A very vivid memory I have and will never forget is going to see him after I was released from a brief stay in the Neuro-ICU at VGH. My grandfather didn’t usually meet me at the door to his home when I arrived to visit. I usually just quickly knocked and entered without waiting for him to bellow, ‘come in,’ down the stairs. On this particular visit, I hadn’t even made it to the front door before he was down the stairs and out the door himself. He welcomed me on that day with a strong hug and a kiss to my temple. This may seem insignificant to others but to me it was seeing him with his guard down. I saw the worry mixed with relief in his eyes. I saw the unmasked and unfailing love my grandfather had for me. That is a moment in time that stood still for me and I will treasure that moment for the rest of my life.

When I was still in my early twenties my grandfather was told he had a spot on his lung. I am sure you all know where this ends up. My grandfather’s spot grew into a large tumour that encompassed almost the whole left lung. Perhaps because of his earlier medical struggles he chose not to seek any invasive treatment for the initial spot on his lung. He did alright for the first year or two after the initial discovery. He was however, nearing 80 and all that getting older entails was starting to appear. I saw the muscles built over a lifetime dwindle and he didn’t move as spritely as he had years earlier. By the summer of 2011, some glimpses of frailty had begun to set in and he needed more assistance. My visits grew in frequency as well as the number of errands I ran for him. He was a man who clutched his independence to the very end. Running his errands was a slip of that independence he had so long held.

In August of that same year, he was admitted into the emergency room for fluid on the lungs and pain. Within that same week he was moved into the palliative care section of the hospital. I got a call from my parents who were on their way home from a vacation telling me he had been moved. I had been to see my grandfather the day before, as I had every day since his admittance, and was taken aback by the move.  He had taken a turn. They were unsure he would survive that night so I immediately went to see him. My heart was in my throat as I walked into his room. He was sleeping with my aunt by his bedside. She got up, squeezed my shoulder and said she would give me some time alone with him. I sat in a chair by his side, holding his hand with tears streaming down my face willing my parents to get there quickly.

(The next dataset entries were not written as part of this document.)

Issue #604, opened 2020-07-27
Auto-colapse sidebar on sm breakpoint


dmitryduev:

dannygoldstein:
Fixed by #766

PR #766, opened 2020-08-31
Close sidebar by default on mobile

kmshin1397:
Issue #604

### DIFF
--- a/static/js/ducks/sidebar.js
+++ b/static/js/ducks/sidebar.js
@@ -8,8 +8,10 @@ export function toggleSidebar() {
   };
 }
 
-// TODO Set open to false by default on mobile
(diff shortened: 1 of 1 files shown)


kmshin1397:
Oops, I seem to have accidentally closed the sidebar for all breakpoints. Debugging right now

kmshin1397:
> Looks good, just a quick q: what about doing something like the following:
> 
> ```
> import useMediaQuery from "@material-ui/core/useMediaQuery";
> const isMobile = !useMediaQuery(theme.breakpoints.up("md"));
> ```

I tried useMediaQuery but React threw an error about out of order hooks or something similarly breaking like that so I went with this instead.

PR #1597, opened 2021-01-15
Fix permissions-checking bug affecting fetching of Candidates/Sources/Objs

### LINKED ISSUE #1535: "Insufficient permissions" to view sources
Users get "Insufficient permissions" when opening the source page of candidates from a filter for which they have stream and group access.

acrellin:
This fixes a critical bug affecting the fetching of Objs/Candidates.

The docstring for (`Source.get_obj_if_readable_by`) `get_source_if_readable_by` (which `Obj.get_if_readable_by` calls) states that it should  
> Return an Obj from the database if the Obj is a Source in at least
    one of the requesting User or Token owner's accessible Groups. If the Obj is not a
    Source in one of the User or Token owner's accessible Groups, raise an AccessError.
    If the Obj does not exist, return `None`.

This fix brings the actual functionality in line with what is expected and what is stated in the docstring.

Closes #1535

### DIFF
--- a/skyportal/handlers/api/comment.py
+++ b/skyportal/handlers/api/comment.py
@@ -3,7 +3,7 @@ from distutils.util import strtobool
 from marshmallow.exceptions import ValidationError
 from baselayer.app.access import permissions, auth_or_token
 from ..base import BaseHandler
-from ...models import DBSession, Source, Comment, Group, Candidate, Filter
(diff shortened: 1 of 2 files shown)


dannygoldstein:
Will merge on green.

dannygoldstein:
Hm..

E: The repository 'https://download.opensuse.org/repositories/devel:/kubic:/libcontainers:/stable/xUbuntu_18.04  Release' no longer has a Release file.

PR #1601, opened 2021-01-19
Phase folding photometry

scizen9:
Initial draft of phase folding light curve plotting.  Requires 'period' to exist for object.  This draft includes data in the test instance of sky portal that includes a period and RRLyr light curve data for one of the test objects.

'Period' is implemented as a separate tab on photometry and is currently not show if 'period' is null.
The slider can be used to adjust period or one can enter period in text box.

1. Need to decide how periods are handled
2. Need to implement toggling of filter groups
3. Need to implement hover for plot
4. Need to decide how to handle period slider increment units (days, hours, minutes)


dmitryduev:
@scizen9 as discussed at the F iteration meeting, let's handle periods as annotations.
We may want to ditch the slider altogether and just have an input box for now.

skyportal/plot.py
```diff
@@ -687,7 +687,212 @@ def photometry_plot(obj_id, user, width=600, height=300):
...
+            tools='box_zoom,wheel_zoom,pan,reset,save',
+            y_range=(ymax, ymin),
+            x_range=(-0.1, 2.1),  # cover two phases: a and b
+            toolbar_location='above',
+            toolbar_sticky=False,
+            x_axis_location='below',
+        )
+
+        # axis labels
+        period_plot.xaxis.axis_label = 'phase'
```
profjsb, line 715:
```suggestion
        period_plot.xaxis.axis_label = r'phase ($\phi$) [radian]'
```

skyportal/plot.py
```diff
@@ -687,7 +687,212 @@ def photometry_plot(obj_id, user, width=600, height=300):
...
+        period_model_dict = {}
+
+        # iterate over each filter
+        for i, (label, df) in enumerate(split):
+
+            # fold x-axis on period in days
+            df['mjd_folda'] = (df['mjd'] % period) / period
+            df['mjd_foldb'] = df['mjd_folda'] + 1.0
+
+            # phase a plotting
```
profjsb, line 744: Seems like you could make this section more compact by iterating over `a` and `b` to plot the points/errorbars.

skyportal/plot.py
scizen9: Not familiar with this labeling.  I couldn't find any examples of this in the literature.  I don't believe radians is the correct unit since a full cycle should be 2 pi radians, no?

profjsb: the phase is in units of radians. A full cycle is indeed from 0 to 2pi. Phase going from 0-1 is sometimes shown but I do not think that it is as intuitive as radian units.

profjsb (changes requested):
The for loop starting on line 738, should be nested as suggested.

skyportal/plot.py
scizen9: Can you find me an example of this notation in the literature?  I cannot find any such example.  Uniformly, researchers in periodic variables use simple phase.  I worry that adopting a non-standard notation would confuse people, regardless of its correctness.

skyportal/plot.py
scizen9: I admit I am not very familiar with javascript and I don't quite know how to implement this suggestion over both python and javascript.  I will experiment with this.

scizen9: Got it.  The most recent commit should address this.

scizen9:
> The for loop starting on line 738, should be nested as suggested.

Done.  More compact as suggested.

dmitryduev (approved):
Awesome work, thanks @scizen9!

profjsb (approved):

PR #1621, opened 2021-01-25
Adjust source plot layouts based on device type

kmshin1397:
This PR updates the internal plot API to take an optional `device` parameter and adjust the layouts of the plots according to the type of device the plot is being requested on. It is set up to distinguish between `["browser", "mobile_landscape", "mobile_portrait", "tablet_landscape", "tablet_portrait"]`, with different plotting specifications based on the type. 

## Some example differences:
- Plot sizes are no longer hard-coded for mobile and tablet devices but calculated based on device screen width. 
  - Kept browser the same (fixed size with scrolling) because there will be a lot more window resizing and we don't want to have to reload the plot every time or have a weird size based on the initial window size stick around. 
- Plots are given a narrower aspect ratio on `"mobile_landscape"` to better match the aspect ratio of phones. 
- Mobile and tablet devices no longer expose irrelevant buttons like the "wheel_zoom" (no scroll-wheel mouse) or the "save" tools, nor the "Upload new data" buttons. 
- The number of columns to divide the spectral line checkboxes into is adjusted based on device
- Box zoom is turned off by default on mobile devices (it's still there just not active by default) because often on the smaller screens I found that I will touch the plot as I try to scroll on the page and instead accidentally zoom in on random parts of the plots. 

Note that right now there is no real difference between the plot layouts for "tablet_landscape" and "tablet_portrait" modes but I still distinguished the two in the enumeration of device types in case future additions to the plots require more granular tuning.

## Screenshots
Mobile (iPhone 8):
iphone
Tablet (iPad):
ipad


acrellin:
Only one of these followup request tests is failing on master (SEDM, as usual). Could be related?

acrellin (approved):
Looks great, thanks @kmshin1397

acrellin:
After reviewing, I don't see how the failures could be related to these changes, but thanks for the test update here anyways

acrellin:
Failures now appear to be limited to the typical flaky culprits.

dmitryduev (approved):
Looks great!

stefanv:
Eventually, we should aim to get away from fixed height and width specifications, and allow Bokeh to render according to the container size + aspect ratio.

PR #1623, opened 2021-01-25
Use New Permissions Framework on Annotations Handler 

dannygoldstein:
Updates the annotations handler to use the permissions checking infrastructure introduced in #1542

### DIFF
--- a/skyportal/handlers/api/annotation.py
+++ b/skyportal/handlers/api/annotation.py
@@ -2,7 +2,7 @@ import re
 from marshmallow.exceptions import ValidationError
 from baselayer.app.access import permissions, auth_or_token
 from ..base import BaseHandler
-from ...models import DBSession, Source, Annotation, Group, Candidate, Filter, Obj
+from ...models import DBSession, Annotation, Group, Obj
 
 
 class AnnotationHandler(BaseHandler):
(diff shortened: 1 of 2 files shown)


dmitryduev (approved):
So much cleaner!

skyportal/handlers/api/annotation.py
```diff
@@ -110,51 +115,6 @@ def post(self):
             return self.error("Input `origin` must begin with alphanumeric/underscore")
 
         annotation_data = data.get("data")
-
-        # Ensure user/token has access to parent source
```
guynir42, line 114: So what happens if the user doesn't have access to the source? it fails upon trying to post to the database?

guynir42 (approved):
I agree, this is a lot more concise... I want to go and see where this magic happens, is it somewhere inside baselayer?

skyportal/handlers/api/annotation.py
dannygoldstein: Yes

dannygoldstein:
@guynir42 it happens here - 

https://github.com/skyportal/skyportal/blob/master/skyportal/models.py#L2059
https://github.com/cesium-ml/baselayer/blob/master/app/models.py#L288
https://github.com/cesium-ml/baselayer/blob/master/app/handlers/base.py#L84

dannygoldstein:
Failure unrelated - was flaky on #1542

PR #1624, opened 2021-01-25
Use New Permissions Framework on Classifications, Comments, and Filter Handlers

dannygoldstein:
Updates the classification, comment, and filter handlers to use the permissions checking infrastructure introduced in #1542


skyportal/handlers/api/comment.py
```diff
@@ -118,47 +113,14 @@ def post(self):
...
-        group_ids = [int(id) for id in data.pop("group_ids", user_accessible_group_ids)]
-        group_ids = set(group_ids).intersection(user_accessible_group_ids)
+        group_ids = data.pop('group_ids', None)
         if not group_ids:
-            return self.error(
-                f"Invalid group IDs field ({group_ids}): "
-                "You must provide one or more valid group IDs."
-            )
-
-        # Only post to groups source/candidate is actually associated with
```
acrellin, line 138: Is there any assurance that specified groups are actually associated with the source?

acrellin (approved):
So much cleaner. Nice!

acrellin:
Failures are related

skyportal/handlers/api/comment.py
dannygoldstein: Since `Obj`s are `read=public`, no need to check this anymore. But if one wanted to impose a condition like this, it could be done in `GroupComment.create`.

dannygoldstein: That condition would be automatically enforced in `self.verify_permissions()`.

dannygoldstein:
Failures were due to tests grepping for specific text in API error messages, updated those tests.

dmitryduev (approved):
👍🏻

skyportal/handlers/api/comment.py
acrellin: I believe the reason we had added this check was that under certain conditions we were actually getting error responses for certain fetch queries. Hopefully we don't run into that again with the new access control infrastructure.

skyportal/handlers/api/classification.py
```diff
@@ -28,12 +28,9 @@ def get(self, classification_id):
               application/json:
                 schema: Error
         """
-        classification = Classification.get_if_readable_by(
-            classification_id, self.current_user
+        classification = Classification.get_if_accessible_by(
+            classification_id, self.current_user, raise_if_none=True
```
stefanv, line 32: How does this `raise_if_none` tie in with `self.error`?

skyportal/handlers/api/comment.py
dannygoldstein: Shouldn't be an issue because if a source exists, it will be fetchable by anyone. The only way this would error is if someone tries to fetch a nonexistent source. The only source info that is subject to non-public access controls are the attendant data (photometry, spectra, etc.).

skyportal/handlers/api/classification.py
dannygoldstein: I think it more or less produces the same effect. It causes an AccessError to raise which looks like: 

```
class AccessError(tornado.web.HTTPError):
    def __init__(self, reason, status_code=400):
        tornado.web.HTTPError.__init__(self, reason=reason, status_code=400)

    def __str__(self):
        return self.reason
```

I confirmed by looking at the logs that this produces the same log state (no python Exception in the logs) as calling self.error explicitly, e.g., 

[20:41:34 basehandler] Error response returned by [/api/sources/14gqr]: [Insufficient permissions.]

is the only log entry produced for an API call that triggers `raise_if_none`.

dannygoldstein:
@acrellin @stefanv Reviving this. I think this  is  ready to go in once the CI passes, if you guys feel that your comments have been addressed.

acrellin (approved):

acrellin:
@stefanv were your concerns addressed here? good to merge?

skyportal/handlers/api/classification.py
stefanv: Ah, OK, it's a bit confusing, because we try very hard not to raise exceptions from API calls.

Perhaps we can rename this to give a better sense of what's happening behind the scenes.  `error_if_none`?

stefanv:
@acrellin Just the one suggestion above; I find the `raise` terminology confusing.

I don’t know how long I sat in that quiet dark room before my parents arrived. It seemed like forever and mere seconds all at the same time.

He entered palliative care on a weekend and he would be gone before the next weekend came to pass. Each day during that final week that I went to see him I hoped it wouldn’t be the last. I held his hand, cracked jokes, told him about my days and watched him slip further and further away. He went from verbal, alert and smiling, to non-verbal quickly- almost mercifully quickly. Looking back, I can see that he rallied the night before he slipped permanently away from this earth. I had told him I would be late seeing him the following day because I had an infusion for my MS medication scheduled in a city two hours away. He looked me squarely in the eyes and squeezed my hands with a strength I hadn’t seen in days. He then dropped my hands and reached out for my father who was in the room as well. My father says he holds this memory close because he knew it was important. He was very close with my grandfather as well.  He said as he saw it, my grandfather would have never dropped my hands if it hadn’t have been important. He gave my dad the same tight hand squeezes in what seemed like a quiet goodbye. We left the hospital that night with tears in our eyes and heaviness in our hearts. He left this world early on the morning of August 18. 2011. My heart was shattered.